[Records drawn from a dataset]
PR #792, opened 2026-03-24
feat(worktree): add getProjectShortKey and sentinel-based collision detection

lsm:
- Add public `getProjectShortKey(repoPath)` method: produces a short,
  deterministic, human-readable key like `my-project-a3b2c1d4` using
  basename + lower-32-bit Bun.hash hex (BigInt-safe, no truncation)
- Update `getWorktreeBaseDir` to use short keys instead of full encoded
  paths, with `.neokai-repo-root` sentinel file for collision detection:
  - First use: mkdirSync + writeFileSync sentinel with normalized gitRoot
  - Subsequent use (same repo): reads sentinel, matches → proceed normally
  - Collision (different repo): logs warning via this.logger.warn and
    falls back to encodeRepoPath for a distinct directory
  - No sentinel (older NeoKai dir): write sentinel and proceed normally
- Update all existing unit tests to use shortKey-based paths
- Add 11 new tests: 7 for getProjectShortKey and 4 for collision detection

### DIFF
--- a/packages/daemon/src/lib/worktree-manager.ts
+++ b/packages/daemon/src/lib/worktree-manager.ts
@@ -1,6 +1,6 @@
 import simpleGit, { SimpleGit } from 'simple-git';
-import { dirname, join, normalize } from 'node:path';
-import { existsSync, mkdirSync } from 'node:fs';
+import { basename, dirname, join, normalize } from 'node:path';
+import { existsSync, mkdirSync, readFileSync, writeFileSync } from 'node:fs';
 import { homedir } from 'node:os';
 import type { WorktreeMetadata, CommitInfo, WorktreeCommitStatus } from '@neokai/shared';
 import { Logger } from './logger';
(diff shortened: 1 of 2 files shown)


lsm (commented):

### Summary

The implementation is solid and well-tested. The core logic for `getProjectShortKey` is correct, the sentinel-based collision detection in `getWorktreeBaseDir` is sound, and the 49 unit tests cover all four collision scenarios plus the key-generation edge cases. Lint, typecheck, and all tests pass cleanly.

### Issues Found

**P2 — Stale comment at line 260**

`packages/daemon/src/lib/worktree-manager.ts` line 260:
```
// Format: ~/.neokai/projects/{encoded-repo-path}/worktrees/
```
This comment still references the old `encoded-repo-path` naming convention. It should be updated to reflect the new short-key format, e.g.:
```
// Format: ~/.neokai/projects/{shortKey}/worktrees/
```

**P3 — Test mock type inconsistency**

In `packages/daemon/tests/unit/lib/worktree-manager.test.ts`, the `readFileSync` mock returns `'/test/repo' as unknown as Buffer`. However, the production code calls `readFileSync(sentinelFile, 'utf-8')` which returns `string`, not `Buffer`. The cast works at runtime since it is actually a string under the hood, but it is misleading. Consider mocking with the correct type signature:
``\ts
readFileSyncSpy = spyOn(fs, 'readFileSync').mockImplementation(
  (_path: unknown, _opts?: unknown) => '/test/repo' as unknown as Buffer
);
```
Or more accurately, return the value directly since the production call passes `'utf-8'`:
``\ts
readFileSyncSpy = spyOn(fs, 'readFileSync').mockImplementation(
  () => '/test/repo' as any
);
```
This is purely cosmetic — not a functional bug.

**P3 — `BigInt()` wrapper is redundant**

`packages/daemon/src/lib/worktree-manager.ts` line 183:
``\ts
const hash8 = (BigInt(Bun.hash(normalizedPath)) & 0xffff_ffffn).toString(16).padStart(8, '0');
```
`Bun.hash()` already returns `bigint` natively (verified at runtime), so `BigInt(...)` is a no-op. Consider simplifying to:
``\ts
const hash8 = (Bun.hash(normalizedPath) & 0xffff_ffffn).toString(16).padStart(8, '0');
```
This avoids a superfluous conversion and makes the code slightly more honest about the type.

### What Was Done Well

- The collision detection design is well-thought-out: sentinel file for same-repo verification, clean fallback to full encoding on mismatch, and graceful adoption for pre-existing directories.
- Using `BigInt` + bitwise AND for the 32-bit hash extraction avoids the silent data loss pitfall of `Number(bigint).toString(16)` above 2^53. The comment documenting this is excellent.
- The test helper `shortKeyFor()` ensures path expectations stay synchronized with the production key-generation logic — a good defensive pattern.
- The Logger spy on `Logger.prototype.warn` in the collision tests correctly verifies the warning goes through the structured logger, not `console.warn`.

### Verdict

This is a clean, focused change. The single P2 stale comment should be fixed before merge. The P3 items are optional polish.

lsm (commented):

### Summary

All three issues from the previous review have been verified as correctly addressed.

### Previous Issue Resolution

**P2 (stale comment in createWorktree):** Fixed. Line 260 of packages/daemon/src/lib/worktree-manager.ts now reads the correct shortKey format in the comment. Confirmed no remaining references to encoded-repo-path in the file.

**P3 (redundant mock type casts):** Fixed. All 10 occurrences of `as unknown as Buffer` in the test file have been replaced with `as any`. The default mock implementation includes a clear explanatory comment documenting why `any` is needed to satisfy the overloaded readFileSync type signature. The eslint disable comment is properly placed.

**P3 (BigInt wrapper — skipped by worker):** The worker's justification is correct. TypeScript types Bun.hash() as number | bigint, so wrapping in BigInt() is necessary to perform the bitwise & with the bigint literal 0xffff_ffffn. Without it, TypeScript would reject the expression because number & bigint is not a valid operation.

### Test Verification

All 49 tests pass (0 failures, 72 expect() calls). The new collision detection tests properly exercise all four sentinel scenarios (first use, same repo, collision, legacy dir).

### Recommendation

APPROVE — all prior review findings are resolved.

PR #793, opened 2026-03-24
feat(storage): add short ID assignment and backfill in TaskRepository

lsm:
- Accept optional ShortIdAllocator as third constructor param
- createTask() allocates a short ID (e.g. t-1) via allocator and stores it in short_id column
- rowToTask() maps short_id → shortId field on NeoTask
- Add getTaskByShortId(roomId, shortId) for direct lookup
- getTask() lazy-backfills short_id for legacy rows on first read
- listTasks() lazy-backfills any rows missing short_id inline
- Add short_id column to existing task-repository test schema
- Add task-repository-short-id.test.ts with 15 unit tests covering all new behaviour

### DIFF
--- a/packages/daemon/src/storage/repositories/task-repository.ts
+++ b/packages/daemon/src/storage/repositories/task-repository.ts
@@ -10,11 +10,13 @@ import { generateUUID } from '@neokai/shared';
 import type { NeoTask, TaskFilter, CreateTaskParams, UpdateTaskParams } from '@neokai/shared';
 import type { SQLiteValue } from '../types';
 import type { ReactiveDatabase } from '../reactive-database';
+import type { ShortIdAllocator } from '../../lib/short-id-allocator';
 
 export class TaskRepository {
 	constructor(
 		private db: BunDatabase,
-		private reactiveDb: ReactiveDatabase
+		private reactiveDb: ReactiveDatabase,
+		private shortIdAllocator?: ShortIdAllocator
 	) {}
 
 	/**
@@ -23,10 +25,11 @@ export class TaskRepository {
 	createTask(params: CreateTaskParams): NeoTask {
 		const id = generateUUID();
 		const now = Date.now();
+		const shortId = this.shortIdAllocator?.allocate('task', params.roomId) ?? null;
 
 		const stmt = this.db.prepare(
-			`INSERT INTO tasks (id, room_id, title, description, status, priority, depends_on, task_type, assigned_agent, created_by_task_id, created_at, updated_at)
-       VALUES (?, ?, ?, ?, ?, ?, ?, ?, ?, ?, ?, ?)`
+			`INSERT INTO tasks (id, room_id, title, description, status, priority, depends_on, task_type, assigned_agent, created_by_task_id, short_id, created_at, updated_at)
+       VALUES (?, ?, ?, ?, ?, ?, ?, ?, ?, ?, ?, ?, ?)`
 		);
 
 		stmt.run(
@@ -40,12 +43,13 @@ export class TaskRepository {
 			params.taskType ?? 'coding',
 			params.assignedAgent ?? 'coder',
 			params.createdByTaskId ?? null,
+			shortId,
 			now,
 			now
 		);
 
 		this.reactiveDb.notifyChange('tasks');
-		return this.getTask(id)!;
+		return this.getTaskDirect(id)!;
 	}
 
 	/**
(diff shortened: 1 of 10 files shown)


lsm (commented):

### Verdict: APPROVE

This is a clean, well-structured implementation that correctly addresses all acceptance criteria. The code is concise, the test coverage is thorough, and the lazy backfill strategy is sound.

---

### P2: `getDraftTasksByCreator` does not backfill `short_id`

`getDraftTasksByCreator()` at line 317 of `task-repository.ts` returns `NeoTask[]` via `rowToTask` but does not perform the same lazy backfill that `getTask()` and `listTasks()` do. If a draft task was created before migration 47 (or via a code path without the allocator), it will have `shortId: undefined` in the returned object. This is an inconsistency with the other read methods.

For draft tasks this is likely low-impact since they are transient and typically get promoted before being surfaced by other read paths, but it creates a subtle inconsistency where the backfill contract is not uniformly applied across all read methods. If a future consumer relies on `shortId` being present on draft tasks, it will be surprised.

**File:** `packages/daemon/src/storage/repositories/task-repository.ts` line 317

---

### P2: `listTasks` backfill is not atomic -- race condition with concurrent callers

In `listTasks()` (lines 131-141), each row missing a `short_id` gets individually allocated and updated in a loop:

```ts
rows.map((row) => {
    const task = this.rowToTask(row);
    if (!task.shortId && this.shortIdAllocator) {
        const shortId = this.shortIdAllocator.allocate('task', roomId);
        this.db.prepare(`UPDATE tasks SET short_id = ? WHERE id = ?`).run(shortId, task.id);
        return { ...task, shortId };
    }
    return task;
});
```

The `allocate()` call uses an atomic upsert (`ON CONFLICT DO UPDATE SET counter = counter + 1`), so the counter increment itself is safe. However, the separate `UPDATE` means two concurrent `listTasks()` calls for the same room could both read the same unbackfilled row, both allocate new short IDs (incrementing the counter twice), and both write. The first write wins and the second overwrites with a different short ID. The row ends up correct (not corrupted), but a short ID counter value is permanently skipped.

WORK TO COMPLETE :: In the records above, how many lines hold the string "four"? Only the number should be given.

OUTPUT OF THE EXERCISE :: 2